Though aimed at blue-state sophisticates, these shows are an unintended but powerful form of propaganda for conservatives. When Republicans see these harsh jokes-which echo down through the morning news shows and the chattering day's worth of viral clips, along with those of Jimmy Kimmel, Stephen Colbert, and Seth Meyers-they don't just see a handful of comics mocking them. They see HBO, Comedy Central, TBS, ABC, CBS, and NBC. In other words, they see exactly what Donald Trump has taught them: that the entire media landscape loathes them, their values, their family, and their religion. It is hardly a reach for them to further imagine that the legitimate news shows on these channels are run by similarly partisan players-nor is it at all illogical. No wonder so many of Trump's followers are inclined to believe only the things that he or his spokespeople tell them directly-everyone else on the tube thinks they're a bunch of trailer-park, Oxy-snorting half-wits who divide their time between retweeting Alex Jones fantasies and ironing their Klan hoods.
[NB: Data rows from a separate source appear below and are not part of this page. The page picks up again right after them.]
PR #713, opened 2019-06-23
Upgrade to PHPUnit 8.2.3

maks-rafalko:
Since we now require PHP 7.2+, it's time to use PHPUnit 8.

Just a first step - upgrading test framework. 

Next step: replace XDebug with pcov (but not in this PR).


maks-rafalko:
Thank you @sanmai & @sidz

Issue #580, opened 2018-11-26
Infection config generator fails to handle multiple ignored directories


sanmai:
| Question    | Answer
| ------------| ---------------
| Infection version | dccbf0181 (current master)
| Test Framework version | PHPUnit 5.7.27
| PHP version | PHP 7.2.9-1
| Platform    | Linux
| Github Repo | https://github.com/pear/OLE

When excluding multiple directories, Infection generates a broken configuration which fails to pass Infection's own checks.

```
Any directories to exclude from within your source directories?: build
Any directories to exclude from within your source directories?: vendor
Any directories to exclude from within your source directories?: tests
Any directories to exclude from within your source directories?: coverage
Any directories to exclude from within your source directories?: 
```

Gets you:
```
"excludes": {
    "0": "vendor",
    "1": "tests",
    "2": "build",
    "5": "coverage"
}
```

#576 and #577 are related.

PR #714, opened 2019-06-24
Fix Infection config builder: make sure it always creates an array for exluded dirs but not object

maks-rafalko:
Fixes https://github.com/infection/infection/issues/580

`array_unique([['a', 'a', 'b'])` returns `[0 => 'a', 2 => 'b']` which in its turn breaks `infection.json` because now we have an object

```json
{
    "excludeDirs": {
        "0": "a",
        "2": "b",
    }
}
```

instead of array

```json
{
    "excludeDirs": [
        "a",
        "b",
    ]
}
```

### DIFF
--- a/src/Config/ValueProvider/ExcludeDirsProvider.php
+++ b/src/Config/ValueProvider/ExcludeDirsProvider.php
@@ -120,7 +120,7 @@ final class ExcludeDirsProvider
             }
         }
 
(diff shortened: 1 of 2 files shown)


maks-rafalko:
> Maybe this could target 0.13? as it is bugfix and not a new feature

retargeted

Thank you @BackEndTea, @sidz and @localheinz

PR #718, opened 2019-06-26
 Replace service names by their FQCN

theofidry:
As discussed in the organisation chat, here's a PR to switch from `dot.lowercase.service.name` to the class FQCN when possible. Whilst it makes the service naming a bit inconsistent (not all services have a class, e.g. `'coverage.path'`), it makes the services easier to discover and to browser. For example:

```php
$container->get('foo'); // Have to look at how `'foo'` is registered to the container

// Whereas

$container->get(Foo::class); // You know the returned value is a Foo instance and you can check the class definition right away
```

Bonus: I added a phpstorm metadata file which should help out in most cases


theofidry:
Arg, works fine locally, what is going on :(

.gitignore
```diff
@@ -1,18 +1,19 @@
 /.idea
 /.composer/
-/vendor
+/vendor/
```
localheinz: 👍 

What do you think about also sorting entries here

* by type (directories first, then files) first
* alphabetically second

?

localheinz:
Not directly related to this PR, but maybe it makes even sense to write the container by hand?

See for example https://matthiasnoback.nl/2019/03/hand-written-service-containers/.

.gitignore
theofidry: 👍 I'll do that in a separate PR though

theofidry:
@localheinz I think that's a good idea if the rest of the team is up for it. I would argue however that it's for another PR :)

sanmai:
> but maybe it makes even sense to write the container by hand?

It it'll be like this:
```php
public function getInfectionConfig(): InfectionConfig
{
    return $container->get(InfectionConfig::class);
}
```

I'm all onboard.

theofidry:
I'm not sure what is going wrong here... But let's progressively lean towards @localheinz solution. If someone wants to pick up that PR feel free to do so. For my part I would prefer to focus on moving forward :)

PR #719, opened 2019-06-26
Simplify the CS and Analyze Makefile commands

theofidry:
This PR:

- Removes `make cs-fix` and `make cs-check` in favour of `make cs`
- Removes `make analyze-ci` in favour of the already existent `make analyze`

This should make the commands a bit easier to use (less commands to use/understand) and also reduce the friction of environment difference between local dev and CI which is always a source of pain.

I took the opportunity to slightly change the outdated contributing docs as well.

### DIFF
--- a/README.md
+++ b/README.md
@@ -8,18 +8,27 @@
 [![Slack channel: #infection on the Symfony slack](https://img.shields.io/badge/slack-%23infection-green.svg?style=flat-square)](https://symfony.com/slack-invite)
 
 
-Infection - Mutation Testing framework
-=========
+# Infection - Mutation Testing framework
 
-Please read documentation here: http://infection.github.io
+Please read documentation here: [infection.github.io][doc]
 
-Twitter: http://twitter.com/infection_php
+Twitter: [@infection_php][twitter]
+
 
 ### Contributing
 
-Infection is an open source project that welcomes pull requests and issues from anyone.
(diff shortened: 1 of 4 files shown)


README.md
```diff
@@ -8,18 +8,27 @@
...
+
 
 ### Credits
 
-This project is highly inspired from Pádraic Brady ([@padraic](https://github.com/padraic))'s [Humbug library](https://github.com/humbug/humbug). Humbug has since then been discountinued in favour of this project.
+This project is highly inspired from Pádraic Brady ([@padraic][padraic])'s [Humbug library][humbug]. 
+Humbug has since then been discontinued in favour of this project.
+
+
+[doc]: http://infection.github.io
```
maks-rafalko: what is the benefit of using such links?

theofidry: - makes the links re-usable
- easier to read the markdown (non rendered) content as the `[doc]` or other tends to be more readable than the link
- it makes it easier to check all the links of the file if you group them all at the bottom like this

So it's arguably not the best usage of it here, I did it more out of habit than necessity

maks-rafalko: Why I'm asking is because it's possible now to have dead links, isn't it? Which are declared at the bottom but not used.

I'm fine with the current syntax ;)

theofidry: Yes... There is a couple of things I would like to add to Markdown files:

- that all links are used
- that all links are valid

However this is quite hard to achieve and since we have so little Markdown files I don't think it's worth it to spend too much time on it.

PR #723, opened 2019-06-27
Add tests for the Makefile

### LINKED ISSUE #716: Add tests for Makefile
As per:

- https://github.com/infection/infection/pull/706/files#r294502276
- https://github.com/infection/infection/pull/706/files#r294503142

Some targets in the Makefile requires an exhaustive list of targets. As the project grows it's very easy to forget one of those.

Example of such test: https://github.com/humbug/php-scoper/blob/188ff496423e90984db90c9be43d87df080bbc9f/tests/MakefileE2ETest.php

theofidry:
Closes #716.

The test should be self explanatory. What is worth mentioning however is that unlike in Box or PHP-Scoper where I went for an extremely simple regex approach, here I introduced a parser to be able to get some additional checks. It may be a bit overkill in itself, but I had in mind extracting it in a separate package to re-use it in Box & PHP-Scoper. So the Parser class itself and its test may be considered temporary :)


.gitignore
```diff
@@ -16,3 +16,6 @@
 /build/bin/infection.phar.pubkey
 .phpunit.result.cache
 /devTools/Docker*.json
+/tests/Fixtures/e2e/*/infection/
+/tests/Fixtures/e2e/*/coverage/
+/tests/Fixtures/e2e/Configure/infection.json.dist
```
theofidry: I'm not sure why this was missing: did I run a wrong command or something?

tests/Config/ValueProvider/AbstractBaseProviderTest.php
```diff
@@ -70,7 +70,7 @@ protected function createStreamableInputInterfaceMock($stream = null, $interacti
     {
         $mock = $this->createMock(StreamableInputInterface::class);
         $mock->method('isInteractive')
-            ->will($this->returnValue($interactive));
+            ->willReturn($interactive);
```
theofidry: I did not touch this so it's most likely the CS fixer...

tests/Makefile/MakefileTest.php
```diff
@@ -0,0 +1,303 @@
...
+use PHPUnit\Framework\TestCase;
+use function shell_exec;
+use function sprintf;
+use function strpos;
+use function substr_count;
+
+/**
+ * @coversNothing
+ *
+ * @group infra
```
theofidry: I added (back IIRC?) a test group `infra`. For now it doesn't make any difference for the tests but I believe it makes sense to have a test group that is more about organisation & conventions than actual source code test

tests/Makefile/MakefileTest.php
```diff
@@ -0,0 +1,303 @@
...
+[33mtest-infection:[0m  Runs Infection against itself
+
+EOF;
+
+        $this->assertSame($expectedOutput, $output);
+    }
+
+    public function test_the_makefile_can_be_parsed(): void
+    {
+        (new Parser())->parse(file_get_contents(self::MAKEFILE_PATH));
```
theofidry: Since the parser is stateless unlike what I originally thought it was gonna be, I think `Parser::parse()` can be made static

tests/Makefile/MakefileTest.php
```diff
@@ -0,0 +1,303 @@
...
+    protected function tearDown(): void
+    {
+        chdir(self::$originalCwd);
+    }
+
+    public function test_the_default_goal_is_the_help_command(): void
+    {
+        $output = shell_exec(sprintf('make -f %s', self::MAKEFILE_PATH));
+
+        $expectedOutput = <<<'EOF'
```
theofidry: I did not find an easy way to have one test with the ANSI characters like here and another one without... If someone has an idea I'm all ears. Otherwise we can just keep carry one it's not a big deal

Makefile
```diff
@@ -66,8 +63,7 @@ validate:
 
 .PHONY: test
 test:		## Runs all the tests
-# TODO: add a test to ensure we are not missing targets here
-test: test-unit test- test-infection
```
theofidry: Not sure when `test-e2e` has been changed to `test-` but in any case, at least now the MakefileTest should detect this kind of error :)

tests/Fixtures/e2e/Code_Coverage_Ignore/infection/coverage-xml/IgnoreClass.php.xml
```diff
@@ -1,83 +0,0 @@
-<?xml version="1.0"?>
```
theofidry: Looks like those files have been introduced by mistake in #720. In any case the updated `.gitignore` should deal with this and I double checked that I removed all of them

tests/AutoReview/MutatorTest.php
```diff
@@ -44,6 +44,8 @@
  *
  * @coversNothing
  *
+ * @group infra
```
theofidry: I introduced it to all test cases that are under `AutoReview` to exclude those tests to be run on AppVeyor. What do you think of `@group auto-review` instead and adding a test to ensure all the test cases under `AutoReview` have this group?

Makefile
sanmai: Looks like here https://github.com/infection/infection/commit/8b5fe199e222eff7a0fd5960815c91f825b0489f#diff-b67911656ef5d18c4ae36cb6741b7965L70

theofidry: So myself... which further proves that I am the main danger to myself and that I cannot code without testing everything

sanmai: Also this might be the reason e2e tests took so much time.

tests/AutoReview/Makefile/MakefileTest.php
```diff
@@ -0,0 +1,305 @@
...
+     * {@inheritdoc}
+     */
+    protected function tearDown(): void
+    {
+        chdir(self::$originalCwd);
+    }
+
+    public function test_the_default_goal_is_the_help_command(): void
+    {
+        $output = shell_exec(sprintf('make -f %s', self::MAKEFILE_PATH));
```
sanmai: I imagine that for some reason the default goal is as before, but build anything in in all possible combination, which also includes running the very this test. This can go on for a long time. How about `make --dry-run` to make sure the above does not happen?

theofidry: I'm not sure to understand you: the make default goal is `help` since #706. Running `--dry-run` right now would output:

```
echo "\033[33mUsage:\033[0m\n  make TARGET\n\n\033[32m#\n# Commands\n#---------------------------------------------------------------------------\033[0m\n"
fgrep -h "##"  Makefile | fgrep -v fgrep | sed -e 's/\\$//' | sed -e 's/##//' | awk 'BEGIN {FS = ":"}; {printf "\033[33m%s:\033[0m%s\n", $1, $2}'
```

Instead of testing the actual output of the help command (which is the purpose of this test)

Makefile
theofidry: Most likely :D

tests/AutoReview/Makefile/MakefileTest.php
sanmai: You can test that it mentions `Usage:`, and then proceed with the current test, or stop right there.

What will be procedure to update this fixture? Will it be better to store it in a file and implement [an automatic updater](https://github.com/infection/infection/blob/master/tests/Console/E2ETest.php#L178)?

theofidry: The idea is to really test the output which includes the alignment (although unfortunately is not easy to test). So I was thinking more of: if the Makefile output changes, then you try the output see if everything is alright and when it is you update the expected string. I don't mind storing it in a separate file, but I'm a bit anxious of people just doing `make > expected-file` which is not desired since you should manually check the output for the colors & alignment

theofidry: If you are concerned about the potential time the command takes, how about adding a very low timeout there? That way if the makefile starts doing something unexpected it will fail fast

theofidry: Couldn't find an easy way to do this :(

sanmai: timeout -k 5 make -f ...

tests/AutoReview/Makefile/MakefileTest.php
```diff
@@ -0,0 +1,305 @@
...
```
sanmai:
```suggestion
        $output = shell_exec(sprintf('timeout -k 5 make -f %s', self::MAKEFILE_PATH));
```
That will send KILL signal after 5 seconds.

tests/AutoReview/Makefile/MakefileTest.php
theofidry: >I'm more concerned about running make from within make running the same Makefile. It may cause failures that will be very hard to reason about.

 Yeah that's a valid concern. But I think the timeout + the fact that the `help` command doesn't really execute anything is good enough. With https://github.com/infection/infection/pull/729 I'm also isolating from where those tests are being run which should make it easier to spot if there is an issue

theofidry:
Rebased; Is there anyone on Linux that could help out to debug the `MakefileTest::test_the_default_goal_is_the_help_command()` command?

tests/AutoReview/Makefile/MakefileTest.php
```diff
@@ -0,0 +1,309 @@
...
+    {
+        self::$originalCwd = getcwd();
+    }
+
+    /**
+     * {@inheritdoc}
+     */
+    protected function tearDown(): void
+    {
+        chdir(self::$originalCwd);
```
sanmai: I do not see if you're using chdir in any other place in the test. Am I missing something?

tests/AutoReview/Makefile/MakefileTest.php
```diff
@@ -0,0 +1,309 @@
...
+    }
+
+    public function test_the_default_goal_is_the_help_command(): void
+    {
+        $output = shell_exec(sprintf(
+            '%s make -f %s 2>&1',
```
sanmai: Builds don't like `-f`, but that's probably should work fine without it.

You can also test if timeout command is available with `command -v timeout`

tests/AutoReview/Makefile/MakefileTest.php
theofidry: No you're right, it was before I made use of `make -f`

tests/AutoReview/Makefile/MakefileTest.php
theofidry: >You can also test if timeout command is available with command -v timeout

 Done.

>Builds don't like -f, but that's probably should work fine without it. Or you'll have to strip the first line.

Not sure what you mean by the builds don't like `-f`, but I think I prefer to use that command over changing of directory to make sure the Makefile used is the right one...

theofidry:
I think it's finally ready :)

tests/AutoReview/Makefile/MakefileTest.php
sanmai: I've tested on a Linux box I have, and it has no those extra lines...
```
$ make -v
GNU Make 4.1
$ make -f ../Makefile  2>&1
It works!
$ cd /tmp/
/tmp$ make -f ~/Makefile  2>&1
It works!
```
So *maybe* straight stripping the first line is no the best workaround.

sanmai: It appears `make -s -f ...` will not output any of these lines.

theofidry: Trying it out

sanmai:
```diff
 test-e2e: 	  Runs the end-to-end tests
-test-infection:   Runs Infection against itself'
+test-infection:   Runs Infection against itself
+'
```
PR isn't merged yet, and we already have these annoying problems. Really this should have been saved in a file, with [an update mechanism like in this E2ETest.](https://github.com/infection/infection/blob/master/tests/Console/E2ETest.php#L178) Then we can expect that the output will be compared verbatim at all times. Still, it's OK to keep it as it is now if you insist. Current approach has a better visibility.

If you're worry about losing colors during future updates, it may worth running `make help` as one of the scripts on Travis. IIRC it'll happily display all the colors.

I suspect this analysis may ring hollow to some VC readers. I might have felt the same way—back when I lived in Washington. From my perch in northeast Ohio, however, I hear this sentiment all the time: "Sure, Trump has a troubled relationship with the truth (and I wish he'd stop with the tweeting), but it's not like we can trust the mainstream media; they lie, too, and they're not on our side."

Flanagan adds:

Trump's appearance with [Jimmy] Fallon may mark a moment in our national story. It was the last fleeting glimmer of anything approaching goodwill-and possibly of anything deserving it-between political factions. Since then it's been a race to the bottom, as the crudeness of the president is matched by that of "the resistance," with all of us being judged by how well-how thoroughly and consistently and elaborately-we can hate each other. Nothing about this time is elevating. It's just all of us-on the left and on the right-sworn to our bitterness and our anger.

It's not elevating, for sure. But, as she said, at least we now know the price of a cancer joke.